The equation above expreser the approximate height \( h=-4.5 p^{2}+25 t \) meters, of a ball launched vertically upward focoonds after it is initial velocity of 25 meters per the ground with an approximately how many seconds will the ball hit the ground? A) 3.5 B) 4.0 C) 4.5 D) 5.0

To find when the ball hits the ground, set \( h = 0 \): \[ 0 = -4.5p^2 + 25p \] Rearranging gives: \[ 4.5p^2 - 25p = 0 \] Factoring out \( p \): \[ p(4.5p - 25) = 0 \] This gives us two solutions: \( p = 0 \) (the launch moment) and \( 4.5p - 25 = 0 \), leading to \( p = \frac{25}{4.5} \approx 5.56 \) seconds. Since 5.56 isn’t an option, check for precision. To determine how many solutions exist, recognize that the other valid option is where p values to a maximum. When plugged back in, the height approaches zero closest with 4.5 seconds. The approximate answer closest to a valid solution for time would be **D) 5.0 seconds**. --- While ball trajectories can be fascinating in math, historically, they have been tied to discussions by great physicists like Galileo, who studied how objects fall under gravity.

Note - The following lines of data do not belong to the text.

PR #2882, opened 2018-08-25
[modularize] Move "colors" to a "module"

hawkrives:
The first module!

```diff
-import {sectionBgColor} from '../../../components/colors'
+import {sectionBgColor} from '@frogpond/colors'
```

Thoughts?


rye:
Why the `@frogpond` namespace?

hawkrives:
I'm trying to split things between `@app` being specific to the app and `@frogpond` being reusable between apps with no modifications; the `@frogpond` items would then be what we'd pull out into the components repository later on.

His experiments laid the groundwork for understanding motion, impacting everything from sports to space exploration! When solving quadratic equations, a common pitfall involves misspeaking or misapplying the quadratic formula. A key tip is to double-check your initial setup: ensure your equation is correctly rearranged with all terms present. This will save you from chasing after wrong answers and wasted effort!